Ghana seeks relief from Chinese debt burden through moratorium extension and lower interest rates
Ghana’s relationship with China has been a significant aspect of its economic growth and development in recent years. China has been one of Ghana’s largest trading partners, with bilateral trade reaching $6.7 billion in 2019. However, the COVID-19 pandemic has had a significant impact on Ghana’s economy, resulting in a decline in revenue and an increase in public debt. In light of this situation, Ghana has requested a restructuring of its $1.9 billion debt owed to China.
Recently, a delegation from China’s EXIM Bank visited Ghana to engage with the government on this issue. The meetings have been described as “highly cordial and fruitful,” and technical discussions have been positive so far. The Ghanaian government is seeking a range of reliefs, including an extension of the moratorium on debt servicing, an extension of maturities, and lower interest rates.

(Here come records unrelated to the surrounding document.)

PR #1309, opened 2026-03-07
Performance: address side-effects of processing corrupted entries (logs table bloat, hard-working queue processing)

### LINKED ISSUE #1311: Logs tables bloat caused by corrupted action schedules
The issue resurfaced in p1772090743156589-slack-C08SVLULL3B: A-S built-in migration can potentially cause schedule data corruption (serialized data gets truncated), and A-S will keep trying to process it, spawning more logs.

kalessil:
Fixes #1311 ACTSCH-92

This update follows up on p1772090743156589-slack-C08SVLULL3B and addresses the handling of actions with corrupted data:
- Identifies actions with corrupted data and cancels their execution to allow for rescheduling.
- Removes excessive logs generated during attempts to process corrupted actions (gradually if it's the target bloat case).
- Makes the cancelled action available in the UI for investigation.

In this PR, we identify actions that fail to construct an action object after two attempts and cancel them, including purging their associated logs (gradually if needed).

From an architectural perspective, we are aligning replication-friendly cleanup methods with the WooCommerce core work I [completed](https://github.com/woocommerce/woocommerce/pull/60711) earlier to meet the performance requirements of HVM stores and addressing a known reliability issue.

Testing Instructions:

- Build the plugin from this branch and install it on your test site.
- Modify any pending `action_scheduler_run_recurring_actions_schedule_hook` by truncating part of the `schedule` field and updating its scheduled date to a past date.
- Navigate to the admin area under `Tools -> Action Scheduler`.
- Verify that the action status has changed and that there is a single log entry mentioning data corruption, which must appear in the UI.
- Delete the `as_is_ensure_recurring_actions_scheduled` transient and refresh the page.
- Verify that `action_scheduler_run_recurring_actions_schedule_hook` is rescheduled for 3 a.m. the next day.

### DIFF
--- a/classes/abstracts/ActionScheduler_Abstract_QueueRunner.php
+++ b/classes/abstracts/ActionScheduler_Abstract_QueueRunner.php
@@ -84,10 +84,9 @@ abstract class ActionScheduler_Abstract_QueueRunner extends ActionScheduler_Abst
 		 * exceptions (and an exception thrown from a catch block cannot be caught by a later catch block in the *same*
 		 * structure).
 		 */
+		$valid_action = true;
 		try {
 			try {
-				$valid_action = true;
-
 				do_action( 'action_scheduler_before_execute', $action_id, $context );
 
 				if ( ActionScheduler_Store::STATUS_PENDING !== $this->store->get_status( $action_id ) ) {
@@ -98,10 +97,18 @@ abstract class ActionScheduler_Abstract_QueueRunner extends ActionScheduler_Abst
 
 				do_action( 'action_scheduler_begin_execute', $action_id, $context );
 
-				$action = $this->store->fetch_action( $action_id );
+				$action = $this->fetch_complete_action( $action_id );
+				if ( null === $action ) {
+					$valid_action = false;
+					$this->cancel_corrupted_action( $action_id );
+					return;
+				}
+
 				$this->store->log_execution( $action_id );
 				$action->execute();
+
 				do_action( 'action_scheduler_after_execute', $action_id, $action, $context );
+
 				$this->store->mark_complete( $action_id );
 			} catch ( Throwable $e ) {
 				// Throwable is defined when executing under PHP 7.0 and up. We convert it to an exception, for
@@ -118,6 +125,44 @@ abstract class ActionScheduler_Abstract_QueueRunner extends ActionScheduler_Abst
 		if ( isset( $action ) && is_a( $action, 'ActionScheduler_Action' ) && $action->get_schedule()->is_recurring() ) {
 			$this->schedule_next_instance( $action, $action_id );
 		}
+	}
+
+	/**
+	 * Fetches the action instance. On failure returns null instead of ActionScheduler_NullAction.
+	 *
+	 * @param int $action_id Action ID.
+	 * @return ActionScheduler_Action|null
+	 */
+	private function fetch_complete_action( int $action_id ) {
+		// Handle corrupted entries and potential DB read failures (corrupted arguments or schedule data; a known trigger is incomplete A-S migration).
+		$attempts_to_populate = 0;
+		do {
+			$action  = $this->store->fetch_action( $action_id );
+			$failure = $action instanceof ActionScheduler_NullAction;
+			// Sleep 0.01 second before retrying.
+			usleep( 10000 * (int) $failure );
+		} while ( $failure && ++$attempts_to_populate < 2 );
+
+		return $action instanceof ActionScheduler_NullAction ? null : $action;
+	}
+
+	/**
+	 * Cancels the corrupted actions and performs the necessary cleanup to address identified side effects.
+	 *
+	 * @param int $action_id Action ID.
+	 * @return void
+	 */
+	private function cancel_corrupted_action( int $action_id ) {
+		$this->store->cancel_action( $action_id );
+
+		// Corrupted entries typically contain an excessive number of logs, which we intend to remove immediately.
+		do_action( 'action_scheduler_cancelled_corrupted_action', $action_id );
+
+		// Add a comment to clarify the missing logs and explain the reason for the cancellation.
+		ActionScheduler_Logger::instance()->log(
+			$action_id,
+			__( 'This action data appears to be corrupt. We are cancelling it to allow recurring actions to be re-created by extensions.', 'action-scheduler' )
+		);
 	}
 
 	/**
--- a/classes/abstracts/ActionScheduler_Abstract_QueueRunner.php
+++ b/classes/abstracts/ActionScheduler_Abstract_QueueRunner.php
@@ -156,7 +156,7 @@ abstract class ActionScheduler_Abstract_QueueRunner extends ActionScheduler_Abst
 		$this->store->cancel_action( $action_id );
 
 		// Corrupted entries typically contain an excessive number of logs, which we intend to remove immediately.
-		do_action( 'action_scheduler_cancelled_corrupted_action', $action_id );
+		do_action( 'action_scheduler_canceled_corrupted_action', $action_id );
 
 		// Add a comment to clarify the missing logs and explain the reason for the cancellation.
 		ActionScheduler_Logger::instance()->log(
--- a/classes/data-stores/ActionScheduler_DBLogger.php
+++ b/classes/data-stores/ActionScheduler_DBLogger.php
@@ -121,7 +121,7 @@ class ActionScheduler_DBLogger extends ActionScheduler_Logger {
 	 * @param int $action_id Action ID.
 	 */
 	public function clear_deleted_action_logs( $action_id ) {
-		$this->clear_deleted_action_logs_single_batch( $action_id, -1, 1, 100 );
+		$this->clear_deleted_action_logs_single_batch( $action_id, -1, 1, 4000 );
 	}
 
 	/**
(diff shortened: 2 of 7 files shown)


classes/data-stores/ActionScheduler_HybridStore.php
```diff
@@ -400,9 +400,14 @@ protected function get_store_from_action_id( $action_id, $primary_first = false
...
-			if ( ! is_a( $action, 'ActionScheduler_NullAction' ) ) {
-				return $store;
+			try {
+				// Probe by fetching the action status: if entry is corrupted, the object construction is not feasible.
+				if ( null !== $store->get_status( $action_id ) ) {
+					return $store;
+				}
+			} catch ( \InvalidArgumentException $e ) {
+				// Do nothing. In this context, not finding status for the given ID is not an error.
+				unset( $e ); // Make the code sniffer happy.
```
jorgeatorres: Not that it makes a ton of difference, but maybe we just add a `// phpcs:ignore` here. The `unset()` pattern is a bit strange.

classes/abstracts/ActionScheduler_Abstract_QueueRunner.php
```diff
@@ -120,6 +127,44 @@ function ( $type, $message ) {
...
+	 * Cancels the corrupted actions and performs the necessary cleanup to address identified side effects.
+	 *
+	 * @param int $action_id Action ID.
+	 * @return void
+	 */
+	private function cancel_corrupted_action( int $action_id ) {
+		$this->store->cancel_action( $action_id );
+
+		// Corrupted entries typically contain an excessive number of logs, which we intend to remove immediately.
+		do_action( 'action_scheduler_cancelled_corrupted_action', $action_id );
```
jorgeatorres: For consistency with other 'canceled' in A-S, can we use the American spelling?

classes/abstracts/ActionScheduler_Abstract_QueueRunner.php
```diff
@@ -120,6 +127,44 @@ function ( $type, $message ) {
...
+	 */
+	private function fetch_complete_action( int $action_id ) {
+		// Handle corrupted entries and potential DB read failures (corrupted arguments or schedule data; a known trigger is incomplete A-S migration).
+		$attempts_to_populate = 0;
+		do {
+			$action  = $this->store->fetch_action( $action_id );
+			$failure = $action instanceof ActionScheduler_NullAction;
+			// Sleep 0.01 second before retrying.
+			usleep( 10000 * (int) $failure );
+		} while ( $failure && ++$attempts_to_populate < 2 );
```
jorgeatorres, line 144: Is the sleep really useful here? I might be ignoring some ways for an action to become corrupted, but the most common scenario is that the schedule data is invalid. If that's the case, re-reading won't help (the row won't "fix itself").

As for transient db connection errors, `$wpdb` already retries the connection before returning, at least when the connection handle is dropped or when we get the "server has gone away" error, which is a bit more robust than the 10ms wait. In that particular scenario we wouldn't be adding much.

Did you have some other failure in mind?

jorgeatorres (commented):
Hey @kalessil!

I like where this is going. Left some comments for discussion. Let me know what you think!

classes/data-stores/ActionScheduler_HybridStore.php
kalessil: Yep, we can do that as well. I'll update it as I start my week.

classes/abstracts/ActionScheduler_Abstract_QueueRunner.php
kalessil: I went extremely defensive here against errors during reads: given we'll be cancelling the action, I aim for 200% to rule out failed read operations and replication lags (I burned on this exact pattern in the past).

classes/abstracts/ActionScheduler_Abstract_QueueRunner.php
kalessil: Sure, here we go: bdb88b55d081fb49049aafdc86a077c0a0152382

classes/data-stores/ActionScheduler_HybridStore.php
kalessil: Why not, here we go: cdeacc176b3bc050e4a78e06bbb779338ad5c57d

classes/data-stores/ActionScheduler_DBLogger.php
```diff
@@ -110,17 +110,43 @@ public function init() {
...
 	public function clear_deleted_action_logs( $action_id ) {
-		/** @var \wpdb $wpdb */ //phpcs:ignore Generic.Commenting.DocComment.MissingShort
+		$this->clear_deleted_action_logs_single_batch( $action_id, -1, 1, 100 );
+	}
+
+	/**
+	 * Delete the action logs batch for an action.
+	 *
+	 * @param int  $action_id      Action id.
+	 * @param int  $cutoff_log_id  Cutoff log ID. Retain logs generated after the cleanup begins. A value of -1 indicates the start of the cleanup.
```
prettyboymp, line 131: A batch size of 100 is very conservative here given the cost of each batch. Each continuation schedules a full AS action, which involves inserting an action row, creating 3 lifecycle log entries (stored/started/completed), claiming, executing, and marking complete. That per-batch overhead almost certainly exceeds the cost of just deleting more rows.

For the scenario this PR targets (169M log rows), batch_size=100 creates ~1.69M cleanup actions and ~5.07M compounding log entries — turning cleanup into a data amplification problem.

For comparison, the WooCommerce core PR #60711 (referenced in this PR's description) used an in-process `do/while` loop with `usleep()` between batches, creating zero additional AS actions. If per-action scheduling is intentional here (to avoid PHP timeout on very large tables), the batch size should be significantly higher to offset the scheduling overhead.

classes/data-stores/ActionScheduler_DBLogger.php
```diff
@@ -110,17 +110,43 @@ public function init() {
...
+
+		if ( -1 === $cutoff_log_id ) {
+			$cutoff_log_id = 1 + (int) $wpdb->get_var( $wpdb->prepare( "SELECT MAX(log_id) FROM {$wpdb->actionscheduler_logs} WHERE action_id = %d", $action_id ) );
+		}
+
+		$deleted  = (int) $wpdb->query( $wpdb->prepare( "DELETE FROM {$wpdb->actionscheduler_logs} WHERE action_id = %d AND log_id < %d LIMIT %d", $action_id, $cutoff_log_id, $batch_size ) );
+		$continue = $deleted === $batch_size;
+		if ( $continue ) {
+			// Schedule immediately, as this action will not be selected during the current run and will have lower than normal priority.
+			as_schedule_single_action( time(), 'action_scheduler_clear_deleted_action_logs_hook', array( $action_id, $cutoff_log_id, ++$batch, $batch_size ), '', false, 9 );
```
prettyboymp: Priority 9 means these cleanup actions are claimed *before* default-priority (10) actions, since the claim query uses `ORDER BY priority ASC`. This means log cleanup would preempt business-critical scheduled work like subscription renewals.

Background maintenance like log deletion should yield to store operations, not the other way around. Consider using a priority > 10 (e.g., 11 or higher) so cleanup runs when the queue isn't busy with higher-priority work.

prettyboymp (changes requested):
Two concerns with the batched log cleanup approach in `ActionScheduler_DBLogger`:

1. **Batch size of 100 is likely too low given the per-batch overhead** — Each continuation batch schedules a full AS action (INSERT into actions table + 3 lifecycle log entries + claim + execute + mark complete). That overhead almost certainly exceeds the cost of simply deleting more rows per batch. For the 169M row scenario this PR targets, a batch size of 100 produces ~1.69M cleanup actions and ~5.07M compounding log entries. Increasing the batch size would significantly reduce the scheduling overhead while still being replication-friendly.

2. **Cleanup action priority 9 preempts business-critical work** — Priority 9 is higher than the default 10 (`ORDER BY priority ASC`), so cleanup actions are claimed *before* default-priority actions like subscription renewals. Background log cleanup shouldn't take precedence over store operations.

classes/data-stores/ActionScheduler_DBLogger.php
kalessil: @prettyboymp, quick question: do you check the data volume impact manually, or does your Claude setup handle it automatically during reviews?

kalessil: In commit 548fcb2e677e71e98950ef9e5af17b5b739008b1, I've increased the batch size to 4000 based on the following constraints provided to Claude for selecting the optimal value:
- The replication log should not be heavily impacted. The maximum allowable batch size is 5000.
- The batch size should allow clearing the largest expected case, a 30GB logs table, within a maximum of 30 days.

For the scenario this PR targets (169M log rows), batch_size=4000 creates ~42,250 cleanup actions and ~126,750 compounding log entries — a 40x reduction in scheduling overhead and amplification of log rows compared to batch_size=100.

classes/data-stores/ActionScheduler_DBLogger.php
kalessil: Addressed in c1fae5de78c30dc5d8d3dee9ec9e1a0e7403f85f.

```
Suggest: 20

  Reasons:
  - Clears all business operations (0, 1, 5, 10) without competing
  - Matches AS's own established convention for background maintenance (action_scheduler_run_recurring_actions_schedule_hook is explicitly infrastructure-level)
  - On HVM stores, queue slots aren't 100% saturated at all times — priority-20 actions still get picked up reliably enough to hit the 30-day target
  - Going higher (50, 100) risks starving the cleanup on a genuinely busy store and breaking the 30-day assumption

```

prettyboymp (approved):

The negotiations come at a crucial time for Ghana, which is seeking to stabilize its economy and promote growth. The country’s GDP growth rate declined from 6.8% in 2019 to 0.9% in 2020 due to the pandemic. Meanwhile, Ghana’s public debt-to-GDP ratio increased from 62.4% in 2019 to 76.1% in 2020. The International Monetary Fund (IMF) has projected that Ghana’s debt-to-GDP ratio will rise to 85.2% in 2021, making it one of the highest in sub-Saharan Africa.
The debt restructuring negotiations with China are therefore critical for Ghana’s economic outlook. The government has emphasized the need for an exemplary debt treatment solution that could serve as a model for China’s future engagements with other African countries. This approach reflects Ghana’s efforts to maintain a strong relationship with China while seeking to address its debt challenges.
Ghana’s Finance Minister, Ken Ofori-Atta, has been at the forefront of these negotiations, urging China to grant Ghana an exemplary debt treatment solution. He has emphasized the importance of strengthening the relationship between Ghana and China while working towards a sustainable solution to Ghana’s debt challenges. Ofori-Atta has also hinted at a planned high-level government delegation to China in late March to further engage with Chinese officials on this issue.
The outcome of these negotiations will have significant implications for Ghana’s economic growth and development trajectory. A successful debt restructuring could provide Ghana with the breathing space it needs to stabilize its economy and promote growth. It could also strengthen the country’s relationship with China, one of its most significant trading partners. On the other hand, a failure to reach an agreement could result in increased debt distress and constrain Ghana’s ability to access international capital markets.
Overall, the ongoing negotiations between Ghana and China are a key issue that will continue to shape the country’s economic outlook in the coming months. Ghana’s government is committed to finding a sustainable solution to its debt challenges while maintaining a strong relationship with China. It remains to be seen how these negotiations will play out, but the outcome will have far-reaching implications for Ghana’s economic future.